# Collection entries
====================
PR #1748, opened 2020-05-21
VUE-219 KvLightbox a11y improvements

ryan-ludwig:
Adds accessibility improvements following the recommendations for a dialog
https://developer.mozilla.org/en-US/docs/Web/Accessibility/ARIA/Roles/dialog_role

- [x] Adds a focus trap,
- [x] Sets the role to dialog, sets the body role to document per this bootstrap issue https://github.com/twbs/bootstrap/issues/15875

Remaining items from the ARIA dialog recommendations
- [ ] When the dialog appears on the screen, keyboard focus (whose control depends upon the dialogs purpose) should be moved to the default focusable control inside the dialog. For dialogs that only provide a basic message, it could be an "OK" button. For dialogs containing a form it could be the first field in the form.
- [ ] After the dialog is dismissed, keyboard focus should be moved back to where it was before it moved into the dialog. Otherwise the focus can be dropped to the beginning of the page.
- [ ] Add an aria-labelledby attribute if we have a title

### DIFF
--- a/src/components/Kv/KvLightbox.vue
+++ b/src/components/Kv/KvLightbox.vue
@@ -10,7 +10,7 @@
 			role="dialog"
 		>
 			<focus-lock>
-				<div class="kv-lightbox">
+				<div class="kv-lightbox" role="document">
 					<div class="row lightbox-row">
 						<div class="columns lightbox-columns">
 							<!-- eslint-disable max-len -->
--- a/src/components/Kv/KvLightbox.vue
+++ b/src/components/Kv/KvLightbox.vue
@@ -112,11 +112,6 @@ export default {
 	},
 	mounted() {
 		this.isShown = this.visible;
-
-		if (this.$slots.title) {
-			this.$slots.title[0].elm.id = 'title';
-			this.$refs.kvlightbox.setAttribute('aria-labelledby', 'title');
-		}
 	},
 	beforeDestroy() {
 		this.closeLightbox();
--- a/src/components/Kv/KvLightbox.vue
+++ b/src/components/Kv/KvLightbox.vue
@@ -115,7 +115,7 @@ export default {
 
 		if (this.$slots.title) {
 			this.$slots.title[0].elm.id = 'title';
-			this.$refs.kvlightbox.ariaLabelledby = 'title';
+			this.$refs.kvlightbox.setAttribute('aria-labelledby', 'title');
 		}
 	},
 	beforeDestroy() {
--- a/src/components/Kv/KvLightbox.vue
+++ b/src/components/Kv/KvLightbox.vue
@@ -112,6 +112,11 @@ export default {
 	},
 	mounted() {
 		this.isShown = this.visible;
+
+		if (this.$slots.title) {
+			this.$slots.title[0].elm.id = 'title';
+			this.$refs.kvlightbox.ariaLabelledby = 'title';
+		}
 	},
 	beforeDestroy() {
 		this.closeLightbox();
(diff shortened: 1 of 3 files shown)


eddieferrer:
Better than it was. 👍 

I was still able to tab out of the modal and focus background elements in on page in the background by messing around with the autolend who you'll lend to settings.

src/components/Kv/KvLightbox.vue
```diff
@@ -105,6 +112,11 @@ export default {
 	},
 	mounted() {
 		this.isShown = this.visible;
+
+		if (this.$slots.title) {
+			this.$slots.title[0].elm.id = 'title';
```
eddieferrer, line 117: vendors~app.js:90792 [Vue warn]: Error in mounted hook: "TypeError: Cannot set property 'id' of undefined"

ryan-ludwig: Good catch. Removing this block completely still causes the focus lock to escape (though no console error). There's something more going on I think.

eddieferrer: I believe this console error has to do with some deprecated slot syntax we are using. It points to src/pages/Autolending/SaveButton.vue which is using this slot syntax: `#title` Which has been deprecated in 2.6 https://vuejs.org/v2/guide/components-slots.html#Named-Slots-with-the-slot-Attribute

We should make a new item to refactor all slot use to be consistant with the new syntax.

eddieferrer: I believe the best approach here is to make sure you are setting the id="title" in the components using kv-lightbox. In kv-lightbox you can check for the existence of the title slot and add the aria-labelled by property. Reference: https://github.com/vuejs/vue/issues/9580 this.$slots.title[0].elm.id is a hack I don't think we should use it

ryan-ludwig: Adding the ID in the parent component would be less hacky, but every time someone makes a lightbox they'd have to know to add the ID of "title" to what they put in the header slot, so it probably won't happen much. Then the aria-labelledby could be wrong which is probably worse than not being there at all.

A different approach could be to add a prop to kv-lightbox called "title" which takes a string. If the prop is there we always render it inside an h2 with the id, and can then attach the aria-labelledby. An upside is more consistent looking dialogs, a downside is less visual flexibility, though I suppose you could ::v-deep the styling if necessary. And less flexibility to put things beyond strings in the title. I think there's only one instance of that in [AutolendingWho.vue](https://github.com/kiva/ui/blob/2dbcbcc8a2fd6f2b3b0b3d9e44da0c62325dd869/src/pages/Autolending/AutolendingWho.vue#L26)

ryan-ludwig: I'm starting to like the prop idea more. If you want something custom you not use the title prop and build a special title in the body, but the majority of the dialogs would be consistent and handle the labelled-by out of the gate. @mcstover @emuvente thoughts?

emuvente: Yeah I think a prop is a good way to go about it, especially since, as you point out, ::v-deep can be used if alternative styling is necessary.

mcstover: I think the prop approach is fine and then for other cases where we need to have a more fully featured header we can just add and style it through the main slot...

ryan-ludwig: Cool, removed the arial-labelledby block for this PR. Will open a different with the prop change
====================
# What you have to do
Reproduce every entry above so that each one matches its source exactly.

# Finished exercise
PR #1748, opened 2020-05-21
VUE-219 KvLightbox a11y improvements

ryan-ludwig:
Adds accessibility improvements following the recommendations for a dialog
https://developer.mozilla.org/en-US/docs/Web/Accessibility/ARIA/Roles/dialog_role

- [x] Adds a focus trap,
- [x] Sets the role to dialog, sets the body role to document per this bootstrap issue https://github.com/twbs/bootstrap/issues/15875

Remaining items from the ARIA dialog recommendations
- [ ] When the dialog appears on the screen, keyboard focus (whose control depends upon the dialogs purpose) should be moved to the default focusable control inside the dialog. For dialogs that only provide a basic message, it could be an "OK" button. For dialogs containing a form it could be the first field in the form.
- [ ] After the dialog is dismissed, keyboard focus should be moved back to where it was before it moved into the dialog. Otherwise the focus can be dropped to the beginning of the page.
- [ ] Add an aria-labelledby attribute if we have a title

### DIFF
--- a/src/components/Kv/KvLightbox.vue
+++ b/src/components/Kv/KvLightbox.vue
@@ -10,7 +10,7 @@
 			role="dialog"
 		>
 			<focus-lock>
-				<div class="kv-lightbox">
+				<div class="kv-lightbox" role="document">
 					<div class="row lightbox-row">
 						<div class="columns lightbox-columns">
 							<!-- eslint-disable max-len -->
--- a/src/components/Kv/KvLightbox.vue
+++ b/src/components/Kv/KvLightbox.vue
@@ -112,11 +112,6 @@ export default {
 	},
 	mounted() {
 		this.isShown = this.visible;
-
-		if (this.$slots.title) {
-			this.$slots.title[0].elm.id = 'title';
-			this.$refs.kvlightbox.setAttribute('aria-labelledby', 'title');
-		}
 	},
 	beforeDestroy() {
 		this.closeLightbox();
--- a/src/components/Kv/KvLightbox.vue
+++ b/src/components/Kv/KvLightbox.vue
@@ -115,7 +115,7 @@ export default {
 
 		if (this.$slots.title) {
 			this.$slots.title[0].elm.id = 'title';
-			this.$refs.kvlightbox.ariaLabelledby = 'title';
+			this.$refs.kvlightbox.setAttribute('aria-labelledby', 'title');
 		}
 	},
 	beforeDestroy() {
--- a/src/components/Kv/KvLightbox.vue
+++ b/src/components/Kv/KvLightbox.vue
@@ -112,6 +112,11 @@ export default {
 	},
 	mounted() {
 		this.isShown = this.visible;
+
+		if (this.$slots.title) {
+			this.$slots.title[0].elm.id = 'title';
+			this.$refs.kvlightbox.ariaLabelledby = 'title';
+		}
 	},
 	beforeDestroy() {
 		this.closeLightbox();
(diff shortened: 1 of 3 files shown)


eddieferrer:
Better than it was. 👍 

I was still able to tab out of the modal and focus background elements in on page in the background by messing around with the autolend who you'll lend to settings.

src/components/Kv/KvLightbox.vue
```diff
@@ -105,6 +112,11 @@ export default {
 	},
 	mounted() {
 		this.isShown = this.visible;
+
+		if (this.$slots.title) {
+			this.$slots.title[0].elm.id = 'title';
```
eddieferrer, line 117: vendors~app.js:90792 [Vue warn]: Error in mounted hook: "TypeError: Cannot set property 'id' of undefined"

ryan-ludwig: Good catch. Removing this block completely still causes the focus lock to escape (though no console error). There's something more going on I think.

eddieferrer: I believe this console error has to do with some deprecated slot syntax we are using. It points to src/pages/Autolending/SaveButton.vue which is using this slot syntax: `#title` Which has been deprecated in 2.6 https://vuejs.org/v2/guide/components-slots.html#Named-Slots-with-the-slot-Attribute

We should make a new item to refactor all slot use to be consistant with the new syntax.

eddieferrer: I believe the best approach here is to make sure you are setting the id="title" in the components using kv-lightbox. In kv-lightbox you can check for the existence of the title slot and add the aria-labelled by property. Reference: https://github.com/vuejs/vue/issues/9580 this.$slots.title[0].elm.id is a hack I don't think we should use it

ryan-ludwig: Adding the ID in the parent component would be less hacky, but every time someone makes a lightbox they'd have to know to add the ID of "title" to what they put in the header slot, so it probably won't happen much. Then the aria-labelledby could be wrong which is probably worse than not being there at all.

A different approach could be to add a prop to kv-lightbox called "title" which takes a string. If the prop is there we always render it inside an h2 with the id, and can then attach the aria-labelledby. An upside is more consistent looking dialogs, a downside is less visual flexibility, though I suppose you could ::v-deep the styling if necessary. And less flexibility to put things beyond strings in the title. I think there's only one instance of that in [AutolendingWho.vue](https://github.com/kiva/ui/blob/2dbcbcc8a2fd6f2b3b0b3d9e44da0c62325dd869/src/pages/Autolending/AutolendingWho.vue#L26)

ryan-ludwig: I'm starting to like the prop idea more. If you want something custom you not use the title prop and build a special title in the body, but the majority of the dialogs would be consistent and handle the labelled-by out of the gate. @mcstover @emuvente thoughts?

emuvente: Yeah I think a prop is a good way to go about it, especially since, as you point out, ::v-deep can be used if alternative styling is necessary.

mcstover: I think the prop approach is fine and then for other cases where we need to have a more fully featured header we can just add and style it through the main slot...

ryan-ludwig: Cool, removed the arial-labelledby block for this PR. Will open a different with the prop change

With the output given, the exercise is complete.